No problem Snowmonster.  I know that some folks think that a great deal of the ammenities that DV offers are way over the top, but many of them are geared around making it as fun AND CONVIENENT for you to have as much fun as possible, and that sure works in my book!  Plus, there's PLENTY of terrain at DV that is far from being "mega buffed, Bogner Clad cruisers"


----------



## snowmonster (Feb 3, 2012)

^ I have no problem with amenities. At some point in your life, you want or even crave those amenities. There's a market that DV serves and, judging from how it does in the SKI poll (cue the argument about advertising dollars), it seems to serve that market well. Having said that, I wonder where I can get my hands on a nice Bogner one-piece? Something in silver, perhaps?


----------



## mlctvt (Feb 5, 2012)

I just got back yesterday from a 1-week trip to Park City. In our group of 51 people about 1/2 brought their skis in soft ski bags. Nobody had any damage issues using the soft bags. 

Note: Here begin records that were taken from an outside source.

PR #1916, opened 2024-06-13
Remove NestedScrollView in Move fragment

KevinBoulongne:
Depends on #1915

### DIFF
--- a/app/src/main/java/com/infomaniak/mail/data/cache/mailboxContent/FolderController.kt
+++ b/app/src/main/java/com/infomaniak/mail/data/cache/mailboxContent/FolderController.kt
@@ -45,10 +45,6 @@ class FolderController @Inject constructor(
 ) {
 
     //region Get data
-    fun getCustomFolders(): RealmResults<Folder> {
-        return getCustomFoldersQuery(mailboxContentRealm()).find()
-    }
-
     fun getMoveFolders(): RealmResults<Folder> {
         return getMoveFoldersQuery(mailboxContentRealm()).find()
     }
@@ -151,7 +147,9 @@ class FolderController @Inject constructor(
 
         private fun getDefaultFoldersQuery(realm: TypedRealm): RealmQuery<Folder> {
             val hasRole = "${Folder.rolePropertyName} != nil"
-            return realm.query("$isNotSearch AND $hasRole")
+            return realm
+                .query<Folder>("$isNotSearch AND $hasRole")
+                .sort(Folder::roleOrder.name, Sort.DESCENDING)
         }
 
         private fun getCustomFoldersQuery(realm: TypedRealm): RealmQuery<Folder> {
--- a/app/src/main/java/com/infomaniak/mail/data/cache/mailboxContent/FolderController.kt
+++ b/app/src/main/java/com/infomaniak/mail/data/cache/mailboxContent/FolderController.kt
@@ -49,6 +49,10 @@ class FolderController @Inject constructor(
         return getCustomFoldersQuery(mailboxContentRealm()).find()
     }
 
+    fun getMoveFolders(): RealmResults<Folder> {
+        return getMoveFoldersQuery(mailboxContentRealm()).find()
+    }
+
     fun getRootsFoldersAsync(): Flow<ResultsChange<Folder>> {
         return getFoldersQuery(mailboxContentRealm(), onlyRoots = true).asFlow()
     }
@@ -160,6 +164,15 @@ class FolderController @Inject constructor(
 
         private fun getFoldersQuery(exceptionsFoldersIds: List<String>, realm: TypedRealm): RealmQuery<Folder> {
             return realm.query("NOT ${Folder::id.name} IN $0 AND $isNotSearch", exceptionsFoldersIds)
+        }
+
+        private fun getMoveFoldersQuery(realm: TypedRealm): RealmQuery<Folder> {
+            val isNotDraft = "${Folder.rolePropertyName} != '${FolderRole.DRAFT.name}'"
+            return realm
+                .query<Folder>("$isNotSearch AND $isRootFolder AND $isNotDraft")
+                .sort(Folder::name.name, Sort.ASCENDING)
+                .sort(Folder::isFavorite.name, Sort.DESCENDING)
+                .sort(Folder::roleOrder.name, Sort.DESCENDING)
         }
 
         private fun getFolderQuery(key: String, value: String, realm: TypedRealm): RealmSingleQuery<Folder> {
--- a/app/src/main/java/com/infomaniak/mail/data/cache/mailboxContent/FolderController.kt
+++ b/app/src/main/java/com/infomaniak/mail/data/cache/mailboxContent/FolderController.kt
@@ -164,6 +164,8 @@ class FolderController @Inject constructor(
             return realm.query("NOT ${Folder::id.name} IN $0 AND $isNotSearch", exceptionsFoldersIds)
         }
 
+        // TODO: Check if we can remove this `excludeDrafts` parameter after
+        //  trying to merge together as much `getFoldersQuery` as possible.
         private fun getMoveFoldersQuery(realm: TypedRealm, excludeDrafts: Boolean): RealmQuery<Folder> {
             val draftsQuery = if (excludeDrafts) " AND ${Folder.rolePropertyName} != '${FolderRole.DRAFT.name}'" else ""
             return realm
--- a/app/src/main/java/com/infomaniak/mail/data/cache/mailboxContent/FolderController.kt
+++ b/app/src/main/java/com/infomaniak/mail/data/cache/mailboxContent/FolderController.kt
@@ -45,8 +45,8 @@ class FolderController @Inject constructor(
 ) {
 
     //region Get data
-    fun getMoveFolders(): RealmResults<Folder> {
-        return getMoveFoldersQuery(mailboxContentRealm()).find()
+    fun getMoveFolders(excludeDrafts: Boolean = false): RealmResults<Folder> {
+        return getMoveFoldersQuery(mailboxContentRealm(), excludeDrafts).find()
     }
 
     fun getRootsFoldersAsync(): Flow<ResultsChange<Folder>> {
@@ -164,10 +164,10 @@ class FolderController @Inject constructor(
             return realm.query("NOT ${Folder::id.name} IN $0 AND $isNotSearch", exceptionsFoldersIds)
         }
 
-        private fun getMoveFoldersQuery(realm: TypedRealm): RealmQuery<Folder> {
-            val isNotDraft = "${Folder.rolePropertyName} != '${FolderRole.DRAFT.name}'"
+        private fun getMoveFoldersQuery(realm: TypedRealm, excludeDrafts: Boolean): RealmQuery<Folder> {
+            val draftsQuery = if (excludeDrafts) " AND ${Folder.rolePropertyName} != '${FolderRole.DRAFT.name}'" else ""
             return realm
-                .query<Folder>("$isNotSearch AND $isRootFolder AND $isNotDraft")
+                .query<Folder>("$isNotSearch AND ${isRootFolder}${draftsQuery}")
                 .sort(Folder::name.name, Sort.ASCENDING)
                 .sort(Folder::isFavorite.name, Sort.DESCENDING)
                 .sort(Folder::roleOrder.name, Sort.DESCENDING)
--- a/app/src/main/java/com/infomaniak/mail/data/cache/mailboxContent/FolderController.kt
+++ b/app/src/main/java/com/infomaniak/mail/data/cache/mailboxContent/FolderController.kt
@@ -45,8 +45,8 @@ class FolderController @Inject constructor(
 ) {
 
     //region Get data
-    fun getMoveFolders(excludeDrafts: Boolean = false): RealmResults<Folder> {
-        return getMoveFoldersQuery(mailboxContentRealm(), excludeDrafts).find()
+    fun getMoveFolders(): RealmResults<Folder> {
+        return getMoveFoldersQuery(mailboxContentRealm(), excludeDrafts = true).find()
     }
 
     fun getRootsFoldersAsync(): Flow<ResultsChange<Folder>> {
--- a/app/src/main/java/com/infomaniak/mail/data/models/Folder.kt
+++ b/app/src/main/java/com/infomaniak/mail/data/models/Folder.kt
@@ -177,6 +177,6 @@ class Folder : RealmObject, Cloneable {
         const val DEFAULT_IS_HISTORY_COMPLETE = false
 
         const val INBOX_FOLDER_ID = "eJzz9HPyjwAABGYBgQ--"
-        const val CUSTOM_FOLDER_ROLE_ORDER = 0
+        private const val CUSTOM_FOLDER_ROLE_ORDER = 0
     }
 }
--- a/app/src/main/java/com/infomaniak/mail/data/models/Folder.kt
+++ b/app/src/main/java/com/infomaniak/mail/data/models/Folder.kt
@@ -90,6 +90,9 @@ class Folder : RealmObject, Cloneable {
     @Transient
     @Ignore
     var shouldDisplayDivider: Boolean = false
+    @Transient
+    @Ignore
+    var shouldDisplayIndent: Boolean = true
     //endregion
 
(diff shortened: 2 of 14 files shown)


app/src/main/java/com/infomaniak/mail/data/models/Folder.kt
```diff
@@ -137,20 +153,26 @@ class Folder : RealmObject {
 
     override fun hashCode(): Int = id.hashCode()
 
+    /**
+     * We've had a reference issue when modifying the `shouldDisplayDivider` of a Folder before sending it to the Adapter.
+     * Cloning it to do a deep copy resolved the issue.
+     */
+    public override fun clone() = super.clone() as Folder
```
KevinBoulongne, line 160: Couldn't do without it, but we moved it to a coroutine in the VM, instead of Main thread in the Adapter.

app/src/main/java/com/infomaniak/mail/ui/main/move/MoveFragment.kt
```diff
@@ -76,17 +76,26 @@ class MoveFragment : MenuFoldersFragment() {
...
         setSystemBarsColors()
 
+        bindAlertToViewLifecycle(inputDialog)
+        setupRecyclerView()
         setupListeners()
-        setupFolderAdapters()
         setupCreateFolderDialog()
-        observeNewFolderCreation()
+        observeFolders()
         observeSearchResults()
```
KevinBoulongne, line 84: image

app/src/main/java/com/infomaniak/mail/ui/main/move/MoveAdapter.kt
```diff
@@ -34,32 +32,30 @@ import com.infomaniak.mail.data.models.Folder.FolderRole
...
 
 class MoveAdapter @Inject constructor(
     private val globalCoroutineScope: CoroutineScope,
-) : Adapter<FolderViewHolder>() {
+) : ListAdapter<Folder, FolderViewHolder>(FolderDiffCallback()) {
 
-    private val foldersDiffer = AsyncListDiffer(this, FolderDiffCallback())
-
-    private inline val folders get() = foldersDiffer.currentList
+    private var setFoldersJob: Job? = null
```
LunarX, line 48: globalCoroutineScope and setFoldersJob are unused

app/src/main/java/com/infomaniak/mail/ui/main/move/MoveAdapter.kt
```diff
@@ -178,35 +175,20 @@ class MoveAdapter @Inject constructor(
...
-
-            val isFirstTime = hasCollapsableFolder == null
-            val collapsableFolderExistenceHasChanged = newHasCollapsableFolder != hasCollapsableFolder
-            hasCollapsableFolder = newHasCollapsableFolder
-
-            if (!isFirstTime && collapsableFolderExistenceHasChanged) {
-                Dispatchers.Main { notifyDataSetChanged() }
-            }
-        }
+        newCurrentFolderId?.let { currentFolderId = it }
```
LunarX, line 179: Do we really need to make `newCurrentFolderId` nullable and give it a default value?

app/src/main/java/com/infomaniak/mail/ui/main/move/MoveAdapter.kt
```diff
@@ -178,35 +175,20 @@ class MoveAdapter @Inject constructor(
...
+        submitList(newFolders)
     }
 
     fun updateSelectedState(newCurrentFolderId: String) {
         val previousCurrentFolderId = currentFolderId
         currentFolderId = newCurrentFolderId
-        previousCurrentFolderId?.let(::notifyCurrentItem)
-        notifyCurrentItem(newCurrentFolderId)
+        previousCurrentFolderId?.let(::notifyFolder)
+        notifyFolder(newCurrentFolderId)
```
LunarX, line 187: Since these two notify occur at the very same place and nowhere else, we could've looped through the list a single time and detected both at the same time to avoid looping over every folder twice. Is it worth it? I don't know

app/src/main/java/com/infomaniak/mail/ui/main/move/MoveFragment.kt
```diff
@@ -101,79 +110,90 @@ class MoveFragment : MenuFoldersFragment() {
...
+    /**
+     * Asynchronously validate folder name locally
+     * @return error string, otherwise null
+     */
+    private fun checkForFolderCreationErrors(folderName: CharSequence): String? = when {
+        folderName.length > 255 -> getString(R.string.errorNewFolderNameTooLong)
+        folderName.contains(Regex(INVALID_CHARACTERS_PATTERN)) -> getString(R.string.errorNewFolderInvalidCharacter)
+        folderController.getRootFolder(folderName.toString()) != null -> context?.getString(R.string.errorNewFolderAlreadyExists)
+        else -> null
+    }
```
LunarX, line 161: This function is duplicated, can't we like, extract it as an extension (original idea not by me)

app/src/main/java/com/infomaniak/mail/ui/main/move/MoveFragment.kt
```diff
@@ -101,79 +110,90 @@ class MoveFragment : MenuFoldersFragment() {
...
+                    moveViewModel.filterFolders(newQuery.toString(), allFolders, currentFolderId, shouldDebounce = true)
+                } else {
+                    moveAdapter.setFolders(allFolders, currentFolderId)
                 }
 
-                if (!hasAlreadyTrackedFolderSearch) {
+                if (!hasAlreadyTrackedSearch) {
                     trackMoveSearchEvent("executeSearch")
-                    hasAlreadyTrackedFolderSearch = true
+                    hasAlreadyTrackedSearch = true
```
LunarX, line 179: This would track again after every configuration change. Is it a problem? I don't know

app/src/main/java/com/infomaniak/mail/ui/main/move/MoveFragment.kt
LunarX: Also, the Regex could have been instanciated a single time instead of being instanciated each time the check is made at every character, if it's not to complicated to achieve. And if this can be done using a `by lazy` even better

app/src/main/java/com/infomaniak/mail/ui/main/move/MoveViewModel.kt
```diff
@@ -49,38 +49,70 @@ class MoveViewModel @Inject constructor(
...
-            val filteredFolders = folders.filter { folder ->
+
+            var isFirstRootAndCustom = true
+            val filteredFolders = folders.mapNotNull { folder ->
                 val folderName = folder.role?.folderNameRes?.let(appContext::getString) ?: folder.name
-                folderName.standardize().contains(query.standardize())
+                val isFound = folderName.standardize().contains(query.standardize())
+                if (isFound) {
+                    folder.clone().apply {
+                        shouldDisplayDivider = if (isRootAndCustom && isFirstRootAndCustom) {
```
LunarX, line 95: `isRootAndCustom` is heavier to compute, we might as well do it this way since it doesn't impact anything else also this should be pretty easy for processors optimizations not that it matter much

```suggestion
                        shouldDisplayDivider = if (isFirstRootAndCustom && isRootAndCustom) {
```

app/src/main/java/com/infomaniak/mail/ui/main/move/MoveViewModel.kt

DV was my least favorite of the 3 Park City resorts, Deer Valley, Park City resort and the Canyons. We skied each place 2 days.
My wife and I now call DV  "The Stratton of the West" .
We just disliked the overall vibe, and super flat overgroomed trails. More people posing in the lodges than skiing.
Although we did find some nice bumps on Empire and the Daly Bowl and surrounding woods were very challenging for us.


----------



## snowmonster (Mar 27, 2012)

Thanks again for the reco, drjeff. Skied Deer Valley on the last day and sent the skis home via FedEx. Ski bag just appeared at my office two minutes ago. Nice. 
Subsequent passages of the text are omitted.